Saturday, March 16, 2019

N A R I T O -- byTAFTIQUE




What I have been doing all along, beginnings.
          I’ve always hoped to become part of the ‘writer milieu’ whatever that means, in this country, mostly because I’m living here and have not been anywhere else. But the thing with writing is that it requires a place to sit down and ruminate. However, all the ruminations I have been doing have always been on the road, as I commute, or as I wait for a cab, or as I line up at MRT then LRT and back. And when I sit, down, mostly to eat – at any fastfood  -- the rumination stops because of blaring music and the mind-numbing cacophony of chatter  in those places. And this is not a choice, but a circumstance, the layout of my life. Cooking just adds up to a stressful time management – so, Jolibee, Chowking, Mcdonald – and any of their kind – since they’re immediately there – are my catharsis – like, I’m now hungry so I eat – in the most routine, most pedestrian sense of hungry.
When I wake up, it’s not the sleeping in but the hurrying up because I’d like to maximize the time – you know – my class begins, and I’ve requested this, at 11 AM, but I leave the house at 7 AM, so I can read, relax, ruminate, roam – imagining – another life. I’m old, so this is my indulgence.
But that In a sense, I am at a perennial search for a space where I can truly just stop, sit, and write. Maybe, I’m always writing, that is, on the go, where my ruminations begin to assume solutions, or in my dreams, answers, to simple struggles of living, such as when I am at one point sitting beside a child with skin cancer on her way to PGH.  I am in the cart for seniors, pwds, and mothers with little children – and I am none of the above – and sometimes, all these vulnerables become more real in their vulnerabilities which are just a breath away. And what can do? I think about reaching out, but all I do is stare or avert my stare. And at one time a lump in my throat rose and I suppressed my tears – the child was so small and yet bore so much suffering. I got something from my bag and gave it to the mother who smiled at me and said “Thank you po pagpalain po kayo ng Diyos.”
Or when I am standing on commute and then some really abrasive creature crushes me and in such pressing brusko-muscular pressure I shriek as a trapped mouse. And then the invectives, with all the Ps, and ‘putchas’, and  ‘if you don’t like to be crushed, go take a taxi…. etc.’  exhale all those bad, infectious breaths, and you can’t even cover your mouth because your arms are no more. And nothing of those Freudian mumbo-jumbo can tell me why this is, why this man, why this …this… soul is acting the villain. Our commutes are the same,anyway,  all harried creatures, we all are. So why burden the burdened even more? But all I do is grit my teeth and bear it, as so many more oppressed  others do, until,  an ellipsis of  this country’s ills are pointed by seniors as reasons for our common suffering.

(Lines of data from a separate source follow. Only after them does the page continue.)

PR #11, opened 2016-11-30
Run the database migration in same rake task as the deployment to Heroku

pmanrubia:
It feels more convenient for a developer not to have to run the 
database migration each time he needs to do a deployment.

For this reason, I am including the migration task within the deployment
task.

As a side note, I had to add the `Bundler.with_clean_env` to run the 
migrations because Heroku was picking up the wrong version of ruby.
See suggested solution in StackOverflow[1] and explanation in:

[1]: http://stackoverflow.com/questions/12995271/rails-server-error-ruby-version-is-1-8-7-but-your-gemfile-specified-1-9-3

### DIFF
--- a/README.md
+++ b/README.md
@@ -1,9 +1,3 @@
-### Important
-
-The name of this repo is temporary, and will change in a few weeks.
-
-
-
 ### App development
 
 * [GOVUK-LINT-RUBY](doc/govuk-lint.md)
--- a/README.md
+++ b/README.md
@@ -1,3 +1,18 @@
+
+### Deployment to Heroku
+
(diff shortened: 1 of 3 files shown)


leenagupte:
How do heroku database migrations work if you (I mean me) run the app in the Development VM, but deploy to heroku from my base mac?

Do I need to do anything extra? Would it be better if I installed the heroku client in my VM?

pmanrubia:
The migration process runs in Heroku, so the quick answer is that it is not relevant from where you are running the command.

pmanrubia:
@chao-xian I have updated the link. Thank you 👍 
I am force-pushing now in preparation for merging.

Or when at home, I try to think of where to go on a Saturday afternoon to escape the toddler-versus-mother wars that begin at the time of my sister’s feeding her son at breakfast and doesn’t let up until the child is exhausted at play. Outside, I seek the cafes, and once inside, I request the servers to keep the sounds low. Most of the essays I have written for my occasional blogs, and this one, were finalized and edited at the Coffee Bean and Tea Leaf (Well, coffee is expensive but train to Lasalle library and back will cost me half so this is the compromise) or on one of those white tables of the fastfood restaurant in Landmark in Trinoma (this one, the price of the coffee in Mr Donut is cheap , plus, it’s just ten steps away from my ‘white-table’). Therefore, I am like a refugee without a chance of crossing over any boarder. At the end of the day, I will have to go back home and sleep – and only sleep – and then the day ends.
I cry sometimes, because of this, because I am always on the move. I’m fifty six and commuting by train – should I stop? I should find another job which will afford me a daily grab taxi. But on the other hand, I’m on the move, alone. I would rather be on the move alone, than static in a place, alone. Maybe, with the ordinariness of my ordinary life, moving is the character which has made it extraordinary.
Which means that I should probably take note of the simple places I’ve been. Which means they probably matter anyhow. Which means I can ruminate about meaning in those spaces. And so I made a pact of peace with this itinerant lifestyle.  I still crave for a personal, private, space to write, but it has become less an obsession. I’ve already bought two small houses for this reason, but still, I don’t have this space. So now, I simply tell myself, just write or you will regret it.
In joining this collection of Taftique, I seem to have found another beginning toward  this writing track, and this probably, is the best way, at this point, somehow, to move on.